PR #307, opened 2023-11-09
Add timezone ID when parsing 8601 String, fix typo

rkoshak:
# Add ZoneId to ISO8601 parsed strings to toToday works over DST changeovers

# Description

During DST changes, any ISO8601 String that is parsed by `time.toZDT()`, including times from a DateTime Item's state, lack the ZoneId. However, it is this ZoneId which tells Joda when DST changes occur so when `toToday()` is called, the time is not adjusted to account for DST. This addition adds the system default ZoneId to the parsed ZonedDateTime.

### DIFF
--- a/time.js
+++ b/time.js
@@ -90,13 +90,13 @@ function _parseISO8601 (isoStr) {
     LOCAL_DATE: /^(-?(?:[1-9][0-9]*)?[0-9]{4})-(1[0-2]|0[1-9])-(3[01]|0[1-9]|[12][0-9])$/, // YYYY-MM-DD
     LOCAL_TIME: /^\d{2}:\d{2}(:\d{2})?(\.\d+)?$/, // hh:mm or hh:mm:ss or hh:mm:ss.f
     LOCAL_DATE_TIME: /^(-?(?:[1-9][0-9]*)?[0-9]{4})-(1[0-2]|0[1-9])-(3[01]|0[1-9]|[12][0-9])T\d{2}:\d{2}(:\d{2})?(\.\d+)?$/, // LOCAL_DATE and LOCAL_TIME connected with "T"
-    ISO_8160_FULL: /^(-?(?:[1-9][0-9]*)?[0-9]{4})-(1[0-2]|0[1-9])-(3[01]|0[1-9]|[12][0-9])T(2[0-3]|[01][0-9]):([0-5][0-9])(:[0-5][0-9])?(\.\d+)?(Z|[+-]\d{2}(:\d{2})?)/
+    ISO_8601_FULL: /^(-?(?:[1-9][0-9]*)?[0-9]{4})-(1[0-2]|0[1-9])-(3[01]|0[1-9]|[12][0-9])T(2[0-3]|[01][0-9]):([0-5][0-9])(:[0-5][0-9])?(\.\d+)?(Z|[+-]\d{2}(:\d{2})?)/
   };
   switch (true) {
     case REGEX.LOCAL_DATE.test(isoStr): return time.ZonedDateTime.of(time.LocalDate.parse(isoStr), time.LocalTime.MIDNIGHT, time.ZoneId.SYSTEM);
     case REGEX.LOCAL_TIME.test(isoStr): return time.ZonedDateTime.of(time.LocalDate.now(), time.LocalTime.parse(isoStr), time.ZoneId.SYSTEM);
     case REGEX.LOCAL_DATE_TIME.test(isoStr): return time.ZonedDateTime.of(time.LocalDateTime.parse(isoStr), time.ZoneId.SYSTEM);
-    case REGEX.ISO_8160_FULL.test(isoStr): return time.ZonedDateTime.parse(isoStr);
+    case REGEX.ISO_8601_FULL.test(isoStr): return time.ZonedDateTime.parse(isoStr).withZoneSameLocal(time.ZoneId.SYSTEM);
   }
   return null;
 }


florian-h05 (approved):
LGTM, thanks!

time.js
```diff
@@ -90,13 +90,13 @@ function _parseISO8601 (isoStr) {
...
     LOCAL_DATE_TIME: /^(-?(?:[1-9][0-9]*)?[0-9]{4})-(1[0-2]|0[1-9])-(3[01]|0[1-9]|[12][0-9])T\d{2}:\d{2}(:\d{2})?(\.\d+)?$/, // LOCAL_DATE and LOCAL_TIME connected with "T"
-    ISO_8160_FULL: /^(-?(?:[1-9][0-9]*)?[0-9]{4})-(1[0-2]|0[1-9])-(3[01]|0[1-9]|[12][0-9])T(2[0-3]|[01][0-9]):([0-5][0-9])(:[0-5][0-9])?(\.\d+)?(Z|[+-]\d{2}(:\d{2})?)/
+    ISO_8601_FULL: /^(-?(?:[1-9][0-9]*)?[0-9]{4})-(1[0-2]|0[1-9])-(3[01]|0[1-9]|[12][0-9])T(2[0-3]|[01][0-9]):([0-5][0-9])(:[0-5][0-9])?(\.\d+)?(Z|[+-]\d{2}(:\d{2})?)/
   };
   switch (true) {
     case REGEX.LOCAL_DATE.test(isoStr): return time.ZonedDateTime.of(time.LocalDate.parse(isoStr), time.LocalTime.MIDNIGHT, time.ZoneId.SYSTEM);
     case REGEX.LOCAL_TIME.test(isoStr): return time.ZonedDateTime.of(time.LocalDate.now(), time.LocalTime.parse(isoStr), time.ZoneId.SYSTEM);
     case REGEX.LOCAL_DATE_TIME.test(isoStr): return time.ZonedDateTime.of(time.LocalDateTime.parse(isoStr), time.ZoneId.SYSTEM);
-    case REGEX.ISO_8160_FULL.test(isoStr): return time.ZonedDateTime.parse(isoStr);
+    case REGEX.ISO_8601_FULL.test(isoStr): return time.ZonedDateTime.parse(isoStr).withZoneSameLocal(time.ZoneId.SYSTEM);
```
florian-h05, line 99: One thing that just came to my mind before merging, but after approving:

What if a user passes an ISO String containing a timezone? In this case his passed in timezone would be overwritten.

We’d have to only set the zone when no zone is passed in. So either we make two regexes out of the single ISO8601 and differ between with and without timezone, or we append a `[SYSTEM]` of the string does not include a timezone.

florian-h05: This REGEX should only match ISO8601 with timezone in square brackets:

`^(-?(?:[1-9][0-9]*)?[0-9]{4})-(1[0-2]|0[1-9])-(3[01]|0[1-9]|[12][0-9])T(2[0-3]|[01][0-9]):([0-5][0-9])(:[0-5][0-9])?(\.\d+)?(Z|[+-]\d{2}(:\d{2})?\[[\w/]*\])`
====
* WHAT THE TASK ASKS *
Would you copy all lines in the records where the string "florian" appears?

* EXPECTED ANSWER *
florian-h05 (approved):
florian-h05, line 99: One thing that just came to my mind before merging, but after approving:
florian-h05: This REGEX should only match ISO8601 with timezone in square brackets:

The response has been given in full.